RD, I nearly killed my husband for playing so much.... til I started playing as well. 

It IS addictive, but if you keep it at the same level as you do with your other games, you could probably handle it. But, if you get addicted to things like that very easily, keep the game sealed.


----------



## RandomDude

Well, maybe I should open up pandora's box after all. 

Heh WOW...
South Park Make Love Not Warcraft R Tard - YouTube
LOVE that south park episode hehe


----------



## ladybird

I would say install a key logger, it will allow you to see everything he types and that includes websites and passwords, everything. You should start there. Get proof that he can not lie his way out of and go from there.


----------



## ladybird

Benevolence said:


> First of all to better understand WOW addiction, look up WOW addiction on youtube... some of those people become ENRAGED if they are interrupted whilst playing their game.
> 
> I game a bit daily but its just something to pass the time. The people I play with are all respectful and genuinely decent, that being said, I have seen the ugly side of gaming.
> 
> I have seen some people say things that are inappropriate for any game that children could easily access, they are obviously looking for cyber sex. Their public chat is way out of line, these people need to be censored, both men and women.
> 
> As for your hubby, no possibly cheating about it.. *he looked at porn and wacked off for his skype pal.. plain and simple. *
> 
> Drop him like the bad habit he has become and save yourself years of heartache.
> 
> Good luck.


 It was more likely them getting off to each other.


----------



## EleGirl

CorkonAFork said:


> Gamer here.
> 
> Not Wow, but the more, um, 'more cerebral' EVE online. Likely just as time-consuming as wow, as it is a SLOW game and takes hours for a group to form a fleet and shoot internet spaceships.
> 
> .......


Rule of thumb for a healthy relationship is that a couple spend 15 hours a week together doing date-like thing, just the two of them. I can be something like going for a walk and talking or doing out to dinner. It can be 1-2 hours a day during the week and a block of time each weekend day. 

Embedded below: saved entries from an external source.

PR #313, opened 2025-12-26
fix: add retry tracking for Brave Search tool calls to reduce false alerts

PierreLeGuen:
LLM-generated tool calls were producing invalid Brave Search query
parameters, causing 422 errors that immediately triggered Datadog alerts.
The errors were already being fed back to the LLM for self-correction, but
each failure was logged at error level.

This change implements retry-aware error handling:
- First 3 failures: Log at warn level (silent for alerts), feed error back to LLM
- After 3 failures: Log at error level (triggers Datadog alerts)
- Reset counter on successful web search

Changes:
- Add web_search_failure_count field to ProcessStreamContext to track consecutive failures
- Implement conditional logging in execute_and_emit_tool_call based on retry count
- Reset failure counter when web search succeeds
- Downgrade Brave API error logging from error to warn level

This allows the LLM to self-correct without triggering alerts for transient
parameter validation issues, while still alerting on persistent failures.

### DIFF
--- a/crates/services/src/inference_provider_pool/mod.rs
+++ b/crates/services/src/inference_provider_pool/mod.rs
@@ -845,18 +845,16 @@ impl InferenceProviderPool {
             .await?;
 
         // Store chat_id mapping for sticky routing by peeking at the first event
+        // Must be synchronous to ensure attestation service can find the provider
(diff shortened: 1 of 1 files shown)


think-in-universe (approved):
LGTM!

After that each spouse should be able to do whatever they want that they enjoy.. as long as it's not having affairs, abusing porn, etc.

From what you have written it's not clear if the two of you got your 15 hours a week together. If you did not, she had every right to complain. If you did get the time together, then she needs to lighten up.

Take a look at the links in my signature block below for building a passionate marriage. The books "His Needs, Her Needs" and "Love Busters" are pretty good guides on how to settle the type of problems you two are having... plus a lot more.


----------



## EleGirl

jennyjane said:


> My husband is a WOW addict too... for seven years I'm living with this situation, now I feel so tired, depress and unloved. I tried to communicate with him tell him how I feel but I really feel he doesn't care...
> 
> His schedule is as follows: Wake up at 10am, working and inbetween playing WOW, finished working at around 7:30pm, will start his raid again at 9pm and ho to sleep at around 3 to 4am, this is his routine, sunday to saturday...
> 
> I don't know what to do anymore....


I divorced my husband in March of this year. He lost his job in 2002 during a huge layoff. He never got another job. Instead he turned to computer gaming. His schedule is like your husband's except he does no work.. no job, no house cleaning nothing.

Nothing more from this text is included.